Proprietary amplifier technology

Class XD (crossover displacement) is a proprietary and patented amplifier technology developed in-house by Cambridge Audio.

First appearing in 2006 in the Azur 840A integrated amplifier, the Crossover Displacement design sought to combine the performance of a traditional Class A design with the efficiency of Class B but without the linearity and distortion limitations of Class AB. In Class A amplification the output transistors are modulated by the audio signal to turn more or less ‘on’ but never actually turn off. However, in Class B the output transistors actually turn off at some point as the output is passed from one transistor to another. In the point at which the output moves from one transistor to another (the crossover point), a small amount of distortion is created. "This crossover distortion is inevitable and although it can be minimized, Cambridge's Class XD alternative doesn't eliminate crossover distortion, it shifts it away from the zero-crossing point of the waveform."

== Amplifier technology ==

=== Class A ===
Class A amplifiers avoid crossover distortion (because the transistors are always on) but at the expense of generating a lot of heat. Managing this heat and power dissipation means that Class A designs can be expensive to implement and of lower power output to minimize heat build-up.

=== Class B===
Class B amplifiers inherently generate crossover distortion and display this non-linearity at the zero-crossing, where the crossover distortion is in evidence no matter how low the signal amplitude. At one unique value of quiescent current, the distortion produced is minimized, and this is what characterizes optimal Class B.

=== Class XD ===
It would be much more desirable for some to have an amplifier that would give Class A performance up to the transition level, with Class B after that, rather than AB. This would abolish the AB gain changes that cause extra distortion.
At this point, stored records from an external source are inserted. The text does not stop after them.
PR #938, opened 2015-10-10
opt_node_markdirty

### LINKED ISSUE #931: 42.73% of time is spent in Node::MarkDirty() in 06_SkeletalAnimation sample.
Profiling a native Win64 build of `06_SkeletalAnimation` in AMD CodeXL, with the modification that the scene consists of 2000 animated Jack models, the profile looks slightly surprising:

06_skeletalanimation

Most of the runtime is spent in marking scene nodes dirty. Taking a closer look, the function profile gives this view:

06_skeletalanimation_2

which indicates that the weak pointer handling is causing cache misses. What is the listener mechanism used there for? Skinning <-> Scene node interaction? or Skinning <-> Bullet interaction? Or something related? Are weak pointers necessary?

(Sidenote: how large can one expect the `listeners_` array to grow? The `listeners_.Erase(i);` behavior in this function has a O(n^2) complexity when erased in this manner, since `Erase()` shifts all elements back by one, i.e. calling `MoveRange`. although in the captured profile, that does not seem to be an issue here. Using the swap-with-last-element-and-erase-last trick could be used to avoid the quadratic complexity if the order of elements in `listeners_` is not important)

In the `12_PhysicsStressTest` sample with 3000 boxes, the `Node::MarkDirty()` function does show up in the profile as well. Some mitigating strategies if the performance is a concern:
   - prefetch the weak pointers in the iteration (if `listeners_` is long)
   - pool the weak pointer control blocks and/or listener objects
   - implement `Node::MarkDirty()` as iterative instead of recursive, since some time (10% in the profile) is spent in recursively calling child nodes
   - remove the weak pointer dependency and make it a strong ref dependency, synchonously/imperatively maintaining pointer removals on both sides of the link?

Not sure if this is a hotspot in any real world scenes, it is possible that 2000 Jacks is just a contrived scenario (feel free to close if so!), but when looking to replace 10kCubes with 10kJacks... ;)

juj:
Optimize `Node::MarkDirty()` implementation by

a) relying on the invariant that all children of a dirty node must also be dirty, and that all parents of a clean node must also be clean,
b) avoid double-dereferencing Component WeakPtr in listeners,
c) use the swap-with-last erase trick to avoid O(n^2) behavior in removing listeners, and
d) perform tail call optimization to avoid excessive recursive function calls when marking children dirty.

This optimizes the `Node::MarkDirty()` time in 06_SkeletalAnimation scene with 2000 Jacks from 42.73% down to 16.43%, a net saving of -61.5% less time spent in that call site. After this, `Node::MarkDirty()` is no longer the hottest function in the profile, so can say this closes #931.

### DIFF
--- a/Source/Urho3D/Scene/Node.cpp
+++ b/Source/Urho3D/Scene/Node.cpp
@@ -558,23 +558,50 @@ void Node::SetOwner(Connection* owner)
 
 void Node::MarkDirty()
 {
-    dirty_ = true;
-
-    // Notify listener components first, then mark child nodes
-    for (Vector<WeakPtr<Component> >::Iterator i = listeners_.Begin(); i != listeners_.End();)
+    Node *cur = this;
+    for (;;)
     {
-        if (*i)
-        {
-            (*i)->OnMarkedDirty(this);
-            ++i;
-        }
-        // If listener has expired, erase from list
-        else
-            i = listeners_.Erase(i);
-    }
+        // Precondition:
+        // a) whenever a node is marked dirty, all its children are marked dirty as well.
+        // b) whenever a node is cleared from being dirty, all its parents must have been
+        //    cleared as well.
+        // Therefore if we are recursing here to mark this node dirty, and it already was,
+        // then all children of this node must also be already dirty, and we don't need to
+        // reflag them again.
+        if (cur->dirty_) return;
+        cur->dirty_ = true;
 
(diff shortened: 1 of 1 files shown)


cadaver:
Thanks! We used to have the behavior of not dirtying if already dirtied, but it was removed for the consistent behavior of the TransformChanged() script callback. However the speed gain from this optimization can not be ignored. I'll just add a note that the callback should read the world transform to clear the dirty flag and allow the next dirtying callback to trigger.

cadaver:
Merged.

This is the basic Class XD principle, to develop a topology that displaces the crossover point to one side of zero crossing – it can be either positive or negative. This is achieved by the injection of an extra current into the output point of a conventional Class B amplifier.

The added ‘displacement’ current does not directly alter the voltage at the output - the output stage inherently has low output impedance, and this is further lowered by the use of global negative feedback. What it does do is alter the pattern of current flowing in the output devices. The displacement current can be sunk to V− from the output, or sourced from V+, so the crossover region is either displaced downward or is pulled upwards. This is arbitrary as the direction of displacement makes no difference; either could be used.

== Advantages ==
- Class XD pushes crossover distortion away from the central point where the amplifier output spends most of its time.
- Below the transition point the amplifier actually runs in pure Class A with no crossover artifacts at all.
- Above the transition point the amplifier moves into an optimized Class B with still lower distortion than is possible with Class AB.
- Much lower heat than Class A, although more than conventional Class AB designs.